(Beginning of Task inputs)

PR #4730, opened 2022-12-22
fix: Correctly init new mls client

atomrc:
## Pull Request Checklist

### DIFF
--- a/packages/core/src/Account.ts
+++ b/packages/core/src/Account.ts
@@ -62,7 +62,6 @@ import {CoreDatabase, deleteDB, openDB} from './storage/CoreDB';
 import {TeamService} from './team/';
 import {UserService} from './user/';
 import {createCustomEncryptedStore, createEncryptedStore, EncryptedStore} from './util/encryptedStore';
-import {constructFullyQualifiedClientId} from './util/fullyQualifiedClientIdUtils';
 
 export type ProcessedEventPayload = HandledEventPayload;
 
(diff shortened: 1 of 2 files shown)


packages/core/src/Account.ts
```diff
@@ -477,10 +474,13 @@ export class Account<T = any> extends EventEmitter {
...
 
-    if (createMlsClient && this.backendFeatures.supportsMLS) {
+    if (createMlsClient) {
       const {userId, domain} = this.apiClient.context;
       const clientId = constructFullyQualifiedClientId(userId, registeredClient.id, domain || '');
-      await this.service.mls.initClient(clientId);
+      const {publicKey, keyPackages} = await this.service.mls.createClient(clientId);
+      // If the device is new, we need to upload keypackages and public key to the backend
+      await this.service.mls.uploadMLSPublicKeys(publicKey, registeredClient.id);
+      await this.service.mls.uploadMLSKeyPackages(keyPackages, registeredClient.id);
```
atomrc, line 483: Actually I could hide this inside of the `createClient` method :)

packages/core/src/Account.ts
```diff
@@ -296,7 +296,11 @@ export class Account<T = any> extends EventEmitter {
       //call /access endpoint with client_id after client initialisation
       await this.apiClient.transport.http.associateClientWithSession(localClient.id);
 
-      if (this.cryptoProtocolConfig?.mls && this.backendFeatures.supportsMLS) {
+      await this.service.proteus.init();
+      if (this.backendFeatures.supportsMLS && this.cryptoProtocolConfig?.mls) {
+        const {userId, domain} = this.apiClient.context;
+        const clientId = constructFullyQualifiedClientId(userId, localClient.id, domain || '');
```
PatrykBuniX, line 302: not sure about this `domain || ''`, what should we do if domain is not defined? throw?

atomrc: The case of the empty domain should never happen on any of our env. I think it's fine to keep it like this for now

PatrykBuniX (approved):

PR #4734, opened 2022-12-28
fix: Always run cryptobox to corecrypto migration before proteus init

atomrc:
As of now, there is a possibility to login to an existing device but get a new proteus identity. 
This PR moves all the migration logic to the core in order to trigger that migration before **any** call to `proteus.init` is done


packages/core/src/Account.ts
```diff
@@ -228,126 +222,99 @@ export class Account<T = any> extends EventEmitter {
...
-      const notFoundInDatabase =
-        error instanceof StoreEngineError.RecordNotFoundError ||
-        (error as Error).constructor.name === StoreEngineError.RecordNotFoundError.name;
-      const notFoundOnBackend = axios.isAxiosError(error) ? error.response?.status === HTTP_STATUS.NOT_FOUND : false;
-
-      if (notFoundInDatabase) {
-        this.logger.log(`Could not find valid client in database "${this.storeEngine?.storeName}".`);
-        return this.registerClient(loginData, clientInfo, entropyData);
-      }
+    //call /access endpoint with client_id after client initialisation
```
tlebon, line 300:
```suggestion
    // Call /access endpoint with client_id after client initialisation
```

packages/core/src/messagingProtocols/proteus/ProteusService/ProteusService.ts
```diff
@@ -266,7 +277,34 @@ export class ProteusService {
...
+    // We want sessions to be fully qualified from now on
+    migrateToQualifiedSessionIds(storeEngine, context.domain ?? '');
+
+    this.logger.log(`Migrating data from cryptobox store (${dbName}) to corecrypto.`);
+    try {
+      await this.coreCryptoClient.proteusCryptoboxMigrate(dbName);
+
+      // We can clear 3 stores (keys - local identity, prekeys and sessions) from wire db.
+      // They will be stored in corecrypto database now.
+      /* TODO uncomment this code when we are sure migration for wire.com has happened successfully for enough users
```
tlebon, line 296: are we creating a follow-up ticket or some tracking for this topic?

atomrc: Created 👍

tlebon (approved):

(End of Task inputs)
(Beginning of Task inputs)

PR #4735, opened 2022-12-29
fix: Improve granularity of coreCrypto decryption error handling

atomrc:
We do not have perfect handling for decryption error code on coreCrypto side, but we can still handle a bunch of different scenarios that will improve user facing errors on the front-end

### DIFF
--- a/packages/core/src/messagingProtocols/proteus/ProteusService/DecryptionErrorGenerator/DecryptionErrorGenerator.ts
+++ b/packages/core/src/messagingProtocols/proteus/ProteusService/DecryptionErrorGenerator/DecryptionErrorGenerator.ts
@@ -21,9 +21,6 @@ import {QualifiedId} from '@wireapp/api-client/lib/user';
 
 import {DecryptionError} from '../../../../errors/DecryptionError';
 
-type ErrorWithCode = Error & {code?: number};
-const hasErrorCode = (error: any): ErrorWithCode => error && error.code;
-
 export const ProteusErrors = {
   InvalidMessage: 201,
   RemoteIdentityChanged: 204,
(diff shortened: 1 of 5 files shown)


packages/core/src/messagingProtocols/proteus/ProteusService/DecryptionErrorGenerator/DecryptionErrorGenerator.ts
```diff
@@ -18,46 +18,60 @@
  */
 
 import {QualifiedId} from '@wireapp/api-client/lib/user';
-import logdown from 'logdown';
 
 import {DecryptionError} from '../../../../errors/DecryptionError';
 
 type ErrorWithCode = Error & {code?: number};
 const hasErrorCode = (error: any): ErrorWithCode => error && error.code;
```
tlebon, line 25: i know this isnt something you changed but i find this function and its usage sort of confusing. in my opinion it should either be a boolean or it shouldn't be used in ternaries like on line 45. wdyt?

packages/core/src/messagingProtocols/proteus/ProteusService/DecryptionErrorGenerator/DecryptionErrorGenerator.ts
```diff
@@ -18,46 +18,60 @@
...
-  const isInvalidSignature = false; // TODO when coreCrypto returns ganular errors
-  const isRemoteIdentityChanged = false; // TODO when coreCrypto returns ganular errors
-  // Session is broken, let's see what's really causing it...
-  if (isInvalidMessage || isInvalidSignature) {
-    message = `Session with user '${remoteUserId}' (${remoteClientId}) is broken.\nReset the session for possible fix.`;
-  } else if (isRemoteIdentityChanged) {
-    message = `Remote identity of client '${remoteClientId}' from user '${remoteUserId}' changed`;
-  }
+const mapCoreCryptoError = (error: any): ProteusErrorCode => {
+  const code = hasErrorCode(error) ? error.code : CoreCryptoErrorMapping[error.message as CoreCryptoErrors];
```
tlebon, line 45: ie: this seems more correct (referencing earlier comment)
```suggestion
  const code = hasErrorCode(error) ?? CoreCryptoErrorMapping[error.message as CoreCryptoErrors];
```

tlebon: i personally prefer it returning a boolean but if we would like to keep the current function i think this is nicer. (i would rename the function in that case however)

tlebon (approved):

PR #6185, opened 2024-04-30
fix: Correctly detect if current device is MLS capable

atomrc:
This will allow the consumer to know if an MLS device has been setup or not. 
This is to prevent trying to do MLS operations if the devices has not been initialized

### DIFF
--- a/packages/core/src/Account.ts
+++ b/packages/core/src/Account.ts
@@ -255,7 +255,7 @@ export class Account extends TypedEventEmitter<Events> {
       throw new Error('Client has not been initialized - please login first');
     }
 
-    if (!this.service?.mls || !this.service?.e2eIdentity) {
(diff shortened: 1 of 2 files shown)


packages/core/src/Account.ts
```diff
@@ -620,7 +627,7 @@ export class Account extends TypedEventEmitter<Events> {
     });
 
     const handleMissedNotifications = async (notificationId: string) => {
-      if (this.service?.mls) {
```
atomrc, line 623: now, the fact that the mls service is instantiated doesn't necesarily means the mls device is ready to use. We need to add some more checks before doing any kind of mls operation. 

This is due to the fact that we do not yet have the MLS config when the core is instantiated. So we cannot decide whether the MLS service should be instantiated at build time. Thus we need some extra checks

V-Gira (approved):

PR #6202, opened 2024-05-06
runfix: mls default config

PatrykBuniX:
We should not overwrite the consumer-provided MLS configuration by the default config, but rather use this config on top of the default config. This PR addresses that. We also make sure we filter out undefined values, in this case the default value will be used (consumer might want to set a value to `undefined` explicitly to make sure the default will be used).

(End of Task inputs)
(Beginning of Task inputs)

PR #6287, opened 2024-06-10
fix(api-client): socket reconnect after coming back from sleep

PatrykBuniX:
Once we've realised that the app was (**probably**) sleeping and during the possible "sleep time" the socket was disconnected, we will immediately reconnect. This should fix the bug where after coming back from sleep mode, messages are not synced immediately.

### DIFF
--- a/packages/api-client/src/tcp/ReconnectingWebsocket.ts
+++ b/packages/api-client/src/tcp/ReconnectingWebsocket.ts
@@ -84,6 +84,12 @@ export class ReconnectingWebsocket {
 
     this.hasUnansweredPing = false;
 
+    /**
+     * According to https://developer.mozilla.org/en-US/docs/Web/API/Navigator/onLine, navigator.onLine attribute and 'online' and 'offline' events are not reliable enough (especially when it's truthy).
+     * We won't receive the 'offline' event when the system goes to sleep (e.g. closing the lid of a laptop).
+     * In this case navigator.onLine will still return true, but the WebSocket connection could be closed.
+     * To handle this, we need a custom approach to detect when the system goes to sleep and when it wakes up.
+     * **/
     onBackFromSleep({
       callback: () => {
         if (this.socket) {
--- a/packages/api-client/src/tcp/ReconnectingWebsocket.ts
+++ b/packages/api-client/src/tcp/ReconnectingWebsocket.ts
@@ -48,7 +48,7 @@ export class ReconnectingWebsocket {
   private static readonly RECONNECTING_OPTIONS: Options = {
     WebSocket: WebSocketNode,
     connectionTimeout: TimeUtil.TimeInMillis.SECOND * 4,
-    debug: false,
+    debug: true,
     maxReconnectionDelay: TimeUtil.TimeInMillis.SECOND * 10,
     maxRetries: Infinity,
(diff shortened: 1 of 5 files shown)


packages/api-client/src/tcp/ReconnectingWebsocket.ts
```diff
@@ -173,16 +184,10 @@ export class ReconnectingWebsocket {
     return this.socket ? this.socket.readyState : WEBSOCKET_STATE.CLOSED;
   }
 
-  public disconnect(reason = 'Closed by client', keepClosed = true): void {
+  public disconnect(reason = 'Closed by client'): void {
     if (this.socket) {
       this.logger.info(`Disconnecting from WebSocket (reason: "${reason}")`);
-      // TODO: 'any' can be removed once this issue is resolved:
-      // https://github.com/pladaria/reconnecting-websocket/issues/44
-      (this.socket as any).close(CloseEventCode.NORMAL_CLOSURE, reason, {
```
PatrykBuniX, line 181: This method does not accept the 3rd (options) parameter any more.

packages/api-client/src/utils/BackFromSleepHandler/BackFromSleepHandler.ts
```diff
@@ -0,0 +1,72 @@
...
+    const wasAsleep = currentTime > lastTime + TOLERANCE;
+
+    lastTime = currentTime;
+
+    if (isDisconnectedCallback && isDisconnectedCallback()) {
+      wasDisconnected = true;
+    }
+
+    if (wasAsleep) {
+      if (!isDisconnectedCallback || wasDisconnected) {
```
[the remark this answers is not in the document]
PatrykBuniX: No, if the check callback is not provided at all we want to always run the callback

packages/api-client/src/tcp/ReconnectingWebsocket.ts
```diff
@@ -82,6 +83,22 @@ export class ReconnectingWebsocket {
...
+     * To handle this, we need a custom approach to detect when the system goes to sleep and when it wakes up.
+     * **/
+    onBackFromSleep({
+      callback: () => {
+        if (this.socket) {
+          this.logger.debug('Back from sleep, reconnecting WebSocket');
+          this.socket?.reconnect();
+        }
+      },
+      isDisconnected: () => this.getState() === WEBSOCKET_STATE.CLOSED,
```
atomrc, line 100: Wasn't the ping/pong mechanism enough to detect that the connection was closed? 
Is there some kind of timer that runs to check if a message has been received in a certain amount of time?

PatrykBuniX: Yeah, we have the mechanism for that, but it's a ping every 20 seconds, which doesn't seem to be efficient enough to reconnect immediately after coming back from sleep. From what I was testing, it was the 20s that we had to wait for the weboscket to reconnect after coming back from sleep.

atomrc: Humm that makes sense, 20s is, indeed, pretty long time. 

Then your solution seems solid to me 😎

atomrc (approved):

(End of Task inputs)

_Assignment_
Scan the listing above for the line that has "runfix: mls default config", then copy exactly from that line through the line that has "We should not".

_Your response_
runfix: mls default config

PatrykBuniX:
We should not overwrite the consumer-provided MLS configuration by the default config, but rather use this config on top of the default config. This PR addresses that. We also make sure we filter out undefined values, in this case the default value will be used (consumer might want to set a value to `undefined` explicitly to make sure the default will be used).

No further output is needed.